─── Material for this task
Issue #1621, opened 2024-10-21
Handle invalid inputs consistently with respect to constant-time


jonasnick:
Right now, we have two different ways of handling invalid inputs in constant-time functions:

1. The function is constant-time, even for invalid inputs. For example, `secp256k1_schnorrsig_sign_internal` continues with the signing procedure even if `keypair_load` fails (which happens when the keypair is unitialized):
   ```
   ret &= secp256k1_keypair_load(ctx, &sk, &pk, keypair);
   ...
   return ret;
   ```
   This works because even if `secp256k1_keypair_load` fails, valid values (sk=1, pk=G) are returned.
2. The function is constant-time only for valid inputs. For example, in `secp256k1_musig_partial_sign`, we have
   ```
   if (!secp256k1_keypair_load(ctx, &sk, &keypair_pk, keypair)) {
       secp256k1_musig_partial_sign_clear(&sk, k);
       return 0;
   }
   ```
   This works because the return value of `keypair_load` is declassified.

I think we should make functions only constant-time with respect to valid inputs. This leads to more readable and maintainable code (due to fewer `ret &=`). Calling functions with invalid inputs (such as an unitialized keypair) should never happen outside of development.

Whatever version we're choosing, we should document it in CONTRIBUTING.md.

real-or-random:
> I think we should make functions only constant-time with respect to valid inputs. This leads to more readable and maintainable code

Indeed, and https://github.com/bitcoin-core/secp256k1/pull/1735 shows that insisting on remaining constant-time even for invalid inputs may worsen our defenses against leaving secret values on the stack.

theStack:
> I think we should make functions only constant-time with respect to valid inputs. This leads to more readable and maintainable code (due to fewer ret &=).

I agree, opened #1919 to get the ball rolling on this one.

PR #1735, opened 2025-09-04
musig: Invalidate secnonce in secp256k1_musig_partial_sign

john-moffett:
Replace `memset` which can still be optimized out as `secnonce` isn't read later in this function. The API makes it clear the callee is responsible for it, so we need to assure it's cleared properly.

### DIFF
--- a/src/modules/musig/session_impl.h
+++ b/src/modules/musig/session_impl.h
@@ -385,10 +385,10 @@ static void secp256k1_nonce_function_musig(secp256k1_scalar *k, const unsigned c
         secp256k1_scalar_set_b32(&k[i], buf, NULL);
 
         /* Attempt to erase secret data */
-        secp256k1_memclear(buf, sizeof(buf));
+        secp256k1_memclear_explicit(buf, sizeof(buf));
         secp256k1_sha256_clear(&sha_tmp);
     }
-    secp256k1_memclear(rand, sizeof(rand));
+    secp256k1_memclear_explicit(rand, sizeof(rand));
     secp256k1_sha256_clear(&sha);
 }
 
@@ -518,7 +518,7 @@ int secp256k1_musig_nonce_gen_counter(const secp256k1_context* ctx, secp256k1_mu
     if (!secp256k1_musig_nonce_gen_internal(ctx, secnonce, pubnonce, buf, seckey, &pubkey, msg32, keyagg_cache, extra_input32)) {
         return 0;
     }
-    secp256k1_memclear(seckey, sizeof(seckey));
+    secp256k1_memclear_explicit(seckey, sizeof(seckey));
     return 1;
 }
 
@@ -679,7 +679,7 @@ int secp256k1_musig_partial_sign(const secp256k1_context* ctx, secp256k1_musig_p
     ret = secp256k1_musig_secnonce_load(ctx, k, &pk, secnonce);
     /* Set nonce to zero to avoid nonce reuse. This will cause subsequent calls
      * of this function to fail */
-    memset(secnonce, 0, sizeof(*secnonce));
+    secp256k1_memzero_explicit(secnonce, sizeof(*secnonce));
     if (!ret) {
         secp256k1_musig_partial_sign_clear(&sk, k);
         return 0;
--- a/src/ecmult_gen_impl.h
+++ b/src/ecmult_gen_impl.h
@@ -277,8 +277,8 @@ static void secp256k1_ecmult_gen(const secp256k1_ecmult_gen_context *ctx, secp25
     /* Cleanup. */
     secp256k1_fe_clear(&neg);
     secp256k1_ge_clear(&add);
-    secp256k1_memclear(&adds, sizeof(adds));
-    secp256k1_memclear(&recoded, sizeof(recoded));
+    secp256k1_memclear_explicit(&adds, sizeof(adds));
+    secp256k1_memclear_explicit(&recoded, sizeof(recoded));
 }
 
 /* Setup blinding values for secp256k1_ecmult_gen. */
@@ -310,7 +310,7 @@ static void secp256k1_ecmult_gen_blind(secp256k1_ecmult_gen_context *ctx, const 
     VERIFY_CHECK(seed32 != NULL);
     memcpy(keydata + 32, seed32, 32);
     secp256k1_rfc6979_hmac_sha256_initialize(&rng, keydata, 64);
-    secp256k1_memclear(keydata, sizeof(keydata));
+    secp256k1_memclear_explicit(keydata, sizeof(keydata));
 
     /* Compute projective blinding factor (cannot be 0). */
     secp256k1_rfc6979_hmac_sha256_generate(&rng, nonce32, 32);
@@ -331,7 +331,7 @@ static void secp256k1_ecmult_gen_blind(secp256k1_ecmult_gen_context *ctx, const 
     secp256k1_ge_set_gej(&ctx->ge_offset, &gb);
 
     /* Clean up. */
-    secp256k1_memclear(nonce32, sizeof(nonce32));
+    secp256k1_memclear_explicit(nonce32, sizeof(nonce32));
     secp256k1_scalar_clear(&b);
     secp256k1_gej_clear(&gb);
     secp256k1_fe_clear(&f);
--- a/src/field_impl.h
+++ b/src/field_impl.h
@@ -19,7 +19,7 @@
 #endif
 
 SECP256K1_INLINE static void secp256k1_fe_clear(secp256k1_fe *a) {
-    secp256k1_memclear(a, sizeof(secp256k1_fe));
+    secp256k1_memclear_explicit(a, sizeof(secp256k1_fe));
 }
 
 SECP256K1_INLINE static int secp256k1_fe_equal(const secp256k1_fe *a, const secp256k1_fe *b) {
--- a/src/group_impl.h
+++ b/src/group_impl.h
@@ -337,11 +337,11 @@ static void secp256k1_ge_set_infinity(secp256k1_ge *r) {
 }
 
 static void secp256k1_gej_clear(secp256k1_gej *r) {
-    secp256k1_memclear(r, sizeof(secp256k1_gej));
+    secp256k1_memclear_explicit(r, sizeof(secp256k1_gej));
 }
 
 static void secp256k1_ge_clear(secp256k1_ge *r) {
-    secp256k1_memclear(r, sizeof(secp256k1_ge));
+    secp256k1_memclear_explicit(r, sizeof(secp256k1_ge));
 }
 
 static int secp256k1_ge_set_xo_var(secp256k1_ge *r, const secp256k1_fe *x, int odd) {
--- a/src/hash_impl.h
+++ b/src/hash_impl.h
@@ -172,7 +172,7 @@ static void secp256k1_sha256_initialize_tagged(secp256k1_sha256 *hash, const uns
 }
 
 static void secp256k1_sha256_clear(secp256k1_sha256 *hash) {
-    secp256k1_memclear(hash, sizeof(*hash));
+    secp256k1_memclear_explicit(hash, sizeof(*hash));
 }
 
 static void secp256k1_hmac_sha256_initialize(secp256k1_hmac_sha256 *hash, const unsigned char *key, size_t keylen) {
@@ -200,7 +200,7 @@ static void secp256k1_hmac_sha256_initialize(secp256k1_hmac_sha256 *hash, const 
         rkey[n] ^= 0x5c ^ 0x36;
     }
     secp256k1_sha256_write(&hash->inner, rkey, sizeof(rkey));
-    secp256k1_memclear(rkey, sizeof(rkey));
+    secp256k1_memclear_explicit(rkey, sizeof(rkey));
 }
 
 static void secp256k1_hmac_sha256_write(secp256k1_hmac_sha256 *hash, const unsigned char *data, size_t size) {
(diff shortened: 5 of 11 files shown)


real-or-random:
> Replace `memset` which can still be optimized out as `secnonce` isn't read later in this function.

Why do you think it can be optimized out? I think it can be optimized out if the compiler can prove that no other code will read it. That seems unlikely, as the call is an API call. But if the compiler can prove this, then it's indeed fine to optimize it out? Or are you saying we should make absolutely sure that it's cleared out, even if the caller won't read it? Perhaps.

src/modules/musig/session_impl.h
```diff
@@ -677,9 +677,9 @@ int secp256k1_musig_partial_sign(const secp256k1_context* ctx, secp256k1_musig_p
     ARG_CHECK(secnonce != NULL);
     /* Fails if the magic doesn't match */
     ret = secp256k1_musig_secnonce_load(ctx, k, &pk, secnonce);
-    /* Set nonce to zero to avoid nonce reuse. This will cause subsequent calls
-     * of this function to fail */
-    memset(secnonce, 0, sizeof(*secnonce));
+    /* Clear and invalidate nonce to avoid nonce reuse. This will cause subsequent 
+     * calls of this function to fail */
+    secp256k1_musig_secnonce_invalidate(ctx, secnonce, 1);
```
real-or-random: This replaces one dead store with another, so if the compiler can optimize out the one, it could also optimize out the other. If we want to avoid that the store is optimized out, we'll need `secp256k1_memclear`.

real-or-random:
cc @jonasnick who wrote this module

jonasnick (commented):
Thanks @john-moffett. I think it's an improvement to use `secp256k1_memclear` in this case. 

> But if the compiler can prove this, then it's indeed fine to optimize it out?

I think in this case it still makes sense to clear it to try to avoid having secret data in memory that we don't use anymore. This is also the argument for clearing local secret variables at the end of functions.

john-moffett:
> Why do you think it can be optimized out? I think it can be optimized out if the compiler can prove that no other code will read it. That seems unlikely, as the call is an API call.

I agree that it's unlikely to be optimized out, and I confirmed on my setup (arm64 macOS Clang 17.0.0) that even with -O3 and full LTO that it wasn't. However, that's not guaranteed since it's possible a different compiler (or later version) can prove no later reads, so I figured it's just best practice to use a wiper much less likely to be DSE'd. 

> But if the compiler can prove this, then it's indeed fine to optimize it out? Or are you saying we should make absolutely sure that it's cleared out, even if the caller won't read it? 

The latter. If they assumed the callee wiped the memory (as is [promised](https://github.com/bitcoin-core/secp256k1/blob/03fb60ad2e38ae9415e64bf5ba523a10100d4c3c/include/secp256k1_musig.h#L484-L486) in the API comment), they might not bother themselves and it could be left in caller memory.

src/modules/musig/session_impl.h
```diff
@@ -678,8 +678,12 @@ int secp256k1_musig_partial_sign(const secp256k1_context* ctx, secp256k1_musig_p
     /* Fails if the magic doesn't match */
     ret = secp256k1_musig_secnonce_load(ctx, k, &pk, secnonce);
     /* Set nonce to zero to avoid nonce reuse. This will cause subsequent calls
-     * of this function to fail */
-    memset(secnonce, 0, sizeof(*secnonce));
+     * of this function to fail. Declassify as memclear marks the bytes
+     * as undefined. */
+    secp256k1_memclear(secnonce, sizeof(*secnonce));
+    secp256k1_declassify(ctx, secnonce->data, sizeof(secp256k1_musig_secnonce_magic));
+    secp256k1_declassify(ctx, &secnonce->data[68], 64);
```
jonasnick: We do not need to declassify because we do not use `secnonce` anymore after this.

jonasnick:
@john-moffett Can you remove the remaining `declassify` call as well?

src/modules/musig/session_impl.h
john-moffett: The tests [reuse](https://github.com/bitcoin-core/secp256k1/blob/03fb60ad2e38ae9415e64bf5ba523a10100d4c3c/src/modules/musig/tests_impl.h#L404-L405) it inentioanlly and valgrind flags it and gives an error on VERIFY builds. 

I can declassify in the tests if that's more natural.

src/modules/musig/tests_impl.h
```diff
@@ -400,7 +400,9 @@ static void musig_api_tests(void) {
 
     memcpy(&secnonce_tmp, &secnonce[0], sizeof(secnonce_tmp));
     CHECK(secp256k1_musig_partial_sign(CTX, &partial_sig[0], &secnonce_tmp, &keypair[0], &keyagg_cache, &session) == 1);
-    /* The secnonce is set to 0 and subsequent signing attempts fail */
+    /* The secnonce is set to 0 and subsequent signing attempts fail.
+     * Redefine memory first as secp256k1_musig_partial_sign securely clears and undefines the bytes.*/
+    SECP256K1_CHECKMEM_DEFINE(&secnonce_tmp, sizeof(secnonce_tmp));
```
jonasnick:
```suggestion
    /* The secnonce is set to 0 and subsequent signing attempts fail.
     * musig_partial_sign calls secp256k1_memclear to clear the secnonce, which
     * marks it as undefined for memory checkers. So we need to explicitly mark
     * secnonce_tmp as defined before we can compare its value. */
    SECP256K1_CHECKMEM_DEFINE(&secnonce_tmp, sizeof(secnonce_tmp));
```

src/modules/musig/session_impl.h
jonasnick: Ok I understand now. I missed that `secp256k1_memclear` uses the UNDEFINED macro (in VERIFY builds).

I think it's indeed preferrable to explicitly "redefine" the macro in the test instead of declassifying in partial_sign. I think the purpose of UNDEFINEing is to catch accidental use of the buffer and there's no legitimate reason to read the secnonce buffer except in the test that checks that it was cleared correctly.

src/modules/musig/tests_impl.h
john-moffett: Thanks! A clearer explanation is indeed warranted.

jonasnick (approved):
ACK d872a08d6dab8157259328365f73b6d7d8dfa5d3

real-or-random:
I agree it's better to prevent the compiler from optimizing out that store. 

I'm not sure if this PR adds another code smell. I know it's me who suggested `secp256k1_memclear` above. In the rest of the code base, we use `secp256k1_memclear` to nuke memory contents. This is true here as well, but here we want the additional guarantee that the memory is overwritten by *zero bytes*. That fits the current implementation but not the documented contract of `secp256k1_memclear`. An implementation that overwrites everything with 0x42 is equally correct. We simply picked 0x00 because it appears to be faster. I doubt that will change in the future, but I still think we should avoid the contract violation.

### What could we do instead?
──────
**Aim of the exercise:** In the data above, repeat exactly each line from the first through the line that contains "Right now, we", and give nothing else.

**Task response:**
Issue #1621, opened 2024-10-21
Handle invalid inputs consistently with respect to constant-time


jonasnick:
Right now, we have two different ways of handling invalid inputs in constant-time functions:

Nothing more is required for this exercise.